Codemia | Master System Design Interviews Through Active Practice

My Solution for Design Twitter

Tweet Publishing: Users can share updates or tweets.
User Following: Enables users to subscribe to others' feeds.
Personalized Tweet Feeds: Users receive a feed of tweets from those they follow.
Interactivity: Users can like and comment on tweets.

Scalability: The system can handle a growing number of users and data.
Availability: Ensures the system is always accessible for a seamless user experience.
Performance: Prioritizes quick access to personalized feeds, optimizing for read operations due to their higher frequency compared to writes.

User Base: 1 billion users, each posting 10 tweets daily.
Data Generation: Each tweet averages 100 characters, resulting in 10TB of new data daily, accumulating to 4PB annually.
User Interactions: Each user follows approximately 100 others, leading to a 400MB data footprint per user for feed information, maintainable in memory for quick access.

Users Table: Contains user_id, password_hash, and other metadata.
User Following/Followers Tables: Track following relationships, indexed by user_id.
Tweets Table: Stores tweets with tweet_id, user_id, tweet_contents, timestamp, and likes.
Comments Table: Links comments to tweets, including tweet_id, comment, and timestamp.

Client Requests: Users interact with the platform through various actions, such as posting tweets, commenting on tweets, liking tweets, and following other users. These interactions are initiated from the client side, which could be a web or mobile application.
Load Balancing: Incoming write requests from clients are directed to a load balancer, which distributes the traffic evenly across a cluster of write servers. This load balancer ensures that no single server becomes a bottleneck, handling peaks in user activity gracefully.
Write Server Processing: The write servers receive the requests and perform the necessary business logic, such as validating the request data and enforcing any constraints or rules related to posting or interacting with content.
Database Persistence: Once processed, the actions are persisted in the database. For example, new tweets are stored in the tweets table, comments are stored in the comments table, and user follow relationships are updated accordingly.
Asynchronous Processing with Kafka: After the data is stored in the database, change data capture mechanisms or explicit service logic enqueues messages related to these actions into Kafka queues. Each type of action (e.g., new tweets, new comments, likes, follows) can be routed to specific Kafka topics for organized processing.

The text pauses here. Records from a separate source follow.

PR #878, opened 2025-06-26
Fix broken navigation link to files documentation in README_doxygen.md

VolodymyrBg:
Replaced the outdated link to files.html with the correct files.md in the navigation section of README_doxygen.md, ensuring users are directed to the current documentation format.


hebasto:
It works fine as is in https://doxygen.bitcoincore.org/.

In the future, please open non-GUI-specific PRs in the main [repo](https://github.com/bitcoin/bitcoin).

PR #879, opened 2025-07-10
New SVG, Icons, PNGs and X PixMaps

ghost:
This PR clean up the old SVG, Icons, PNGs and X PixMaps by providing optimized much smaller file size versions while at the same time keeping resolutions untouched. Shadows are removed from the files.


hebasto:
> Shadows are removed from the files.

Why do you think this change is necessary?

Also, the size of the logo has been increased. Could you please mention this in the PR description as well, along with a justification for the change?

jonasschnelli:
I briefly discussed the issue of copyright and authorship on the SVG with the PR author in #bitcoin (IRC).

It sounded to me that the PR author was worried about the copyright and MIT licensing as well as who was the original designer. Unclear what the intention of this PR is as this also changes the copyright in the file.

I have no opinion on visual style.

Data Streaming: Kafka queues serve as the initial staging area for streaming data, capturing the activities that need to be processed to update user feeds, aggregate likes, or refresh cached content.
Processing with Flink/Spark: Stream processing engines like Apache Flink or Apache Spark consume messages from Kafka topics. They perform operations such as:

Aggregating likes for tweets to update counters in the database.
Compiling new tweets and comments into the follower feeds based on the user-following relationships.
Preemptively updating caches with new content to ensure high availability and performance for read operations.

Cache Updates: The outcome of stream processing often involves updating or invalidating cache entries to reflect the latest state of the data. For highly active or popular content, this might include pushing updates to a distributed cache to serve high read volumes efficiently.

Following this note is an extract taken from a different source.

PR #881, opened 2025-07-26
Move `FreespaceChecker` class into its own module

hebasto:
For some reason, the MOC compiler in older versions of Qt 6 fails to parse `qt/intro.cpp`, as noted in [this comment](https://github.com/bitcoin/bitcoin/pull/32998#issuecomment-3082011233).

This PR proposes a move-only refactoring to simplify the source structure by eliminating the need for the inline `#include <qt/intro.moc>`, thereby effectively working around the issue.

Feed Requests: When users access their personalized feeds or interact with tweets, read requests are sent to the system. These might include fetching the latest tweets from followed users, viewing comments on a tweet, or checking the number of likes a tweet has received.
Load Balanced Read Servers: Similar to write operations, read requests are routed through a load balancer to distribute the load across a cluster of read servers. This setup helps in managing the read-heavy nature of the platform, ensuring users can quickly access their feeds and tweet interactions.
Cache-First Strategy: The read servers first attempt to retrieve the requested data from the cache, which stores precompiled user feeds and popular content. By relying heavily on caches, the system minimizes direct database queries, reducing load on the database and enabling faster response times for users.
Database Fallback: If the requested data is not available in the cache or the cache entry has expired, the read server fetches the data from the database. After retrieval, the data is served to the user and simultaneously repopulated into the cache for future requests.

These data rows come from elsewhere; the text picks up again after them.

PR #898, opened 2025-10-05
gui: add coins (UTXOs) tab and makes it view-only

apogio:
GUI: Add coins tab and sets view-only mode

Adds Coins (UTXOs) tab at the top and:

- Removes selection checkboxes from the dialog
- Disables coin selection functionality
- Maintains UTXO viewing capabilities
- Removes all the information from the top area of the dialog.

The following pictures depict how the GUI would look like:

coins_1

coins_3


hebasto:
cc @achow101 @Sjors

hebasto:
> I'm not sure what the comment about motivation means...

It means that the following only describes the feature itself, without providing the goals, use cases, or rationale behind it:
> GUI: Add coins tab and sets view-only mode
> 
> Adds Coins (UTXOs) tab at the top and:
> 
>    * Removes selection checkboxes from the dialog
> 
>    * Disables coin selection functionality
> 
>    * Maintains UTXO viewing capabilities
> 
>    * Removes all the information from the top area of the dialog.

PR #901, opened 2025-10-10
Add createwallet, createwalletdescriptor, and migratewallet to history filter

waketraindev:
Added `createwallet`, `createwalletdescriptor` and `migratewallet` RPC commands to the Qt console history filter since they may include passphrases or other sensitive data that should not be stored in command history.


fanquake:
Backported to `30.x` in https://github.com/bitcoin/bitcoin/pull/33609.

PR #908, opened 2025-10-30
Remove HD seed reference from blank wallet tooltip

john-moffett:
Blank descriptor wallets currently do not have HD seeds and none can be added (or 'set') by the user, so remove the reference in the tooltip.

Cassandra: Selected for the tweets database to leverage fast writes and partitioning by user_id for scalability and efficient timeline queries.
MySQL: Utilized for the comments database to maintain causal consistency and support relational operations.

Kafka's resilience ensures data integrity through disk storage and replay capabilities.
Flink's checkpointing offers fault tolerance with exactly-once processing guarantees.
Database replication enhances data availability.
The system's primary bottleneck is the write throughput to the tweets database, critical for maintaining timely updates across user feeds.

Optimizing Write Throughput: Implementing more efficient batch processing or finding new ways to optimize database writes can alleviate bottlenecks.
Enhancing Cache Resilience: Exploring persistent caching solutions or advanced invalidation strategies could improve system robustness.
Streamlining Feed Generation: Investigating alternative data processing frameworks or algorithms might yield faster feed compilation, especially for active users with many follows.